Is Military Science Fiction Nationalistic?

I've got a new piece up on io9, based around a question that I'd come up with after reading a book on counter-insurgency and institutional learning, Learning to Eat Soup With a Knife: Counterinsurgency Lessons from Malaya and Vietnam, by John Nagl. While reading it, I had a couple of points click into place when it came to how different countries approached warfare: there's a mix of history and internal learning that helps inform the present. Science fiction has a very similar effect: the genre is affected in turn by the ways that warfare is perceived.

A key point of Nagl's book is that a nation's own military history helps to inform the ways in which said nation will go to war and use its military. The United States has a different makeup of conflict DNA than Canada, the United Kingdom and Japan and accordingly, we have a different perception of not only the ways in which the military should operate, but also philosophically; how and why wars or battles should be fought. In the science fiction world, the stories are reactionary, typically looking at lessons learned from a past conflict, such as colonial battles (War of the Worlds), World War II / Korea (Starship Troopers), Vietnam (The Forever War), Iraq / Afghanistan (Control Point / Germline).

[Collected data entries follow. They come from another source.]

PR #2274, opened 2026-07-30
fix(multiplex): fix tap queue overflow warning and unbounded growth

getroot:
**Problem**

When a Multiplex channel taps an already running source, the whole 2 second mirror buffer is injected into the tap queue at once, which immediately triggers the MediaRouterStreamTap threshold warning on multi-track sources. Independently, the channel worker pops one packet per source per round and blocks up to 100ms on an empty tap, so when sources have different packet rates the faster tap queues grow without bound, continuously increasing latency and memory.

**Solution**

The worker now drains each tap in bounded batches without blocking and backs off its idle sleep, so one source can no longer throttle the others. The mirror buffer retains per track in media time: a video track holds only its current GOP from its latest keyframe, so the backfill always starts decodable; non-video is cut at the earliest included keyframe DTS and the result is interleaved by DTS. The backfill is delivered through a separate tap buffer, so its one-shot burst cannot trip the live queue's congestion warning, which now purely means the consumer is falling behind. The tap's need-past-data flag is now atomic, and the misleading buffer_size parameter is renamed to threshold.

**Test**

*Unit tests*

```bash
cmake -B build/Debug -S . -DOME_BUILD_TESTS=ON -DCMAKE_BUILD_TYPE=Debug -G Ninja
cmake --build build/Debug
ctest --test-dir build/Debug -L mediarouter
```

Pass condition: all mediarouter tests pass (9 mirror buffer cases cover keyframe-led retention, DTS-aligned cuts, interleaving, and stale-track handling).

*Environment setup*

Application `mux`: enable the Multiplex provider with `<MuxFilesDir>mux_files</MuxFilesDir>`, enable the LLHLS publisher, and use an OutputProfile with only `bypass_video` (`<Bypass>true</Bypass>`) and `bypass_audio` (`<Bypass>true</Bypass>`) encodes.

`mux_files/muxed.mux` (the file name must match the OutputStream Name) combines 3 sources into one output stream:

Military science fiction has a passionate following, but I often wonder if at points, if some variety should be added to the mix. We know how we like to do things, but what about how others go about doing the same thing?

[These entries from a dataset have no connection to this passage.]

PR #2276, opened 2026-07-30
fix(api): emit track timebase and align the stream info spec with the actual response

dimiden:
## Summary

`GET /v1/vhosts/{vhost}/apps/{app}/streams/{stream}` never returned `timebase`, and the published spec had drifted from the serializer in field coverage, JSON types and required lists.
This fixes the inverted guard that suppressed `timebase` and rewrites the stream info schemas in `api/ome.yml` and in the REST API document directly from `serdes` code.

## Motivation

1. `serdes::SetTimebase()` returned early when the timebase was valid (`GetDen() > 0`), so `timebase` reached the response only for a track whose denominator was 0 or less. The field has been documented since the API was introduced and never shipped. The `OV_ASSERT2` inside `CONVERTER_RETURN_IF` receives the stringified condition, so the assertion is always true and never surfaced the mistake.
2. `api/ome.yml` and the document still described the response as it looked before v0.19.0 and v0.20.0: the `bitrate` family as string, a bypass track carrying only `bypass`, and no `maxWidth`, `maxHeight`, `maxFramerate`, `codecModule`, `codecStatus`, `language`, `characteristics`, `configChangeCount` or `lastConfigChanged`. Data tracks, subtitle tracks and playlists were not modelled at all.
3. The gap is customer facing. An integrator reading the spec was promised a field that never arrives (`timebase`) and types that do not match the payload.

## Changes

Code:

- `SetTimebase()` now returns early on `timebase.IsValid() == false`, which requires both numerator and denominator to be positive, matching `cmn::Timebase::IsValid()` and `MediaTrack::IsValidTimeBase()`. A valid track now carries `timebase`, and a degenerate one omits the field instead of emitting `den: 0`.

Predominantly, military science fiction is an American-centric genre: Most of the really big names in military science fiction, such as Joe Halderman (The Forever War), John Ringo (A Hymn Before Battle), David Drake (Hammer's Slammers) and David Weber (the Honor Harrington series) all served in the United States military, (as well as some of the newer authors, such as Myke Cole and D.B. Grady) whom have drawn upon their experiences and knowledge accordingly for their stories. Other authors who work in the genre, such as John Scalzi (Old Man's War), David J. Williams (Autumn Rain trilogy) and Orson Scott Card (Ender's Game), also hail from the United States and are likewise influenced by their home country. Indeed, the landmark entries in the genre from the US are remarkably consistent when it comes to the doctrine and style of warfare that the US has traditionally engaged in: overwhelming force for a clear, decisive objective.